My Lords, does the Minister recall that on 4th July I asked whether she would refute press statements that the Government proposed to stop publishing waiting lists? Will she accept that if that were to be the case it would be very difficult for GPs who wish to provide for patients the opportunity of choosing between consultants with long or short waiting lists? Will the Minister also accept from me that on that date I had no intention of suggesting that she herself was personally unconcerned about the great length of waiting lists? Will she set the mind of the House at rest by answering the question that I asked on that occasion?

Baroness Hooper

My Lords, the article to which the noble Lord refers was simply wrong in its factual basis. We have never collected centrally, from hospitals, waiting time information. The important matter to focus on, as I have said on previous occasions, is the length of waiting time. The numbers are coming down. In the 12 months to September 1990 the number of patients waiting over one year was reduced by 7 per cent. In the seven months to April 1991, the provisional fast track figures show a further fall of 18 per cent. in patients waiting over one year.

Lord Kinnaird

My Lords, does my noble friend agree that in these days when no one is allowed to die a natural death it might be merciful for some to be allowed to do so?

Baroness Hooper

Yes, my Lords. I can think of a few myself.

Lord Molloy

My Lords, it is fairly well known that people who do not have a relative waiting for an operation in hospital who may die will find this discussion humorous.
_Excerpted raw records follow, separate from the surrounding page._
PR #256, opened 2018-01-11
Validate and visualize workflows

ikondov:
I propose a tool to validate workflows in FireWorks, in particular to check that the workflow graph is acyclic and fully connected, the links are valid, and the data flow (if any) is correctly defined. In addition, the tool makes nice workflow graphs using DOT which can be further converted to PDF for viewing with the 'dot' tool. The new class derives from the ``Graph`` class from the igraph package. The workflows can be checked when added to launchpad with the ``lpad add -c`` or ``lpad add --check`` commands and workflows on launchpad can be checked and graphed with the ``lpad check_wflow`` command. The unit tests cover the use cases.


computron:
Thanks!

computron:
Note that I will move python-igraph to an optional dependency, since it could not simply "pip" install on Mac and I'd like to keep the base FireWorks installation as foolproof as possible on all OS

ikondov:
This is okay, I also had a doubt but the utility is really optional. Thanks a lot!

PR #258, opened 2018-01-16
Add optional `lpad webgui` argument for number of server processes

dwinston:
This is important for running multiple `lpad webgui --server_mode` instances on a single host. It's also just a good idea to allow this argument in addition to the `host` and `port` params for the underlying `gunicorn` call.


computron:
THanks!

However, does the Minister agree that there are very many British people who do not find the position humorous? Is she also aware that the Inter-authority Comparisons Consultancy believes that if the old-fashioned card system were removed and replaced by modern computers, information would be obtainable much more speedily and perhaps reduce the numbers of those living a life of quiet desperation in our hospitals?

Baroness Hooper

My Lords, I believe that most people will welcome the fact that more people than ever before are being treated by our national health system. While there have been problems over long waiting times, we are tackling these with waiting list funds, special studies of the country's longest lists, new sharp management executive targets, and the appointment of 100 extra consultants.

Lord Mellish

My Lords, is the Minister aware that some of us on this side of the House consider this to be a daft Question? Furthermore, one might just as well ask the Minister for the figures for 10 years ago of those who died on the waiting lists. That information would be just as relevant.

Baroness Hooper

My Lords, I can tell the noble Lord that the in-patient waiting lists increased by 48 per cent. under the previous government. Under this Government they have fallen by 6 per cent.

Lord Ennals

My Lords, will the Minister accept that the current length of waiting lists is now nearly 40 per cent. higher than it was 12 years ago?

Baroness Hooper

No, my Lords.

Lord McColl of Dulwich

My Lords, does my noble friend agree that the method of calculating waiting lists in the time in office of the Secretary of State, David Ennals, was quite different from the method used today? In his day, when a patient was given a date for the operation the patient was removed from the waiting list; therefore, comparisons are meaningless.

Baroness Hooper

My Lords, yes. If we use a common basis for comparison the in-patient waiting list is the 6 per cent. decrease which I quoted earlier.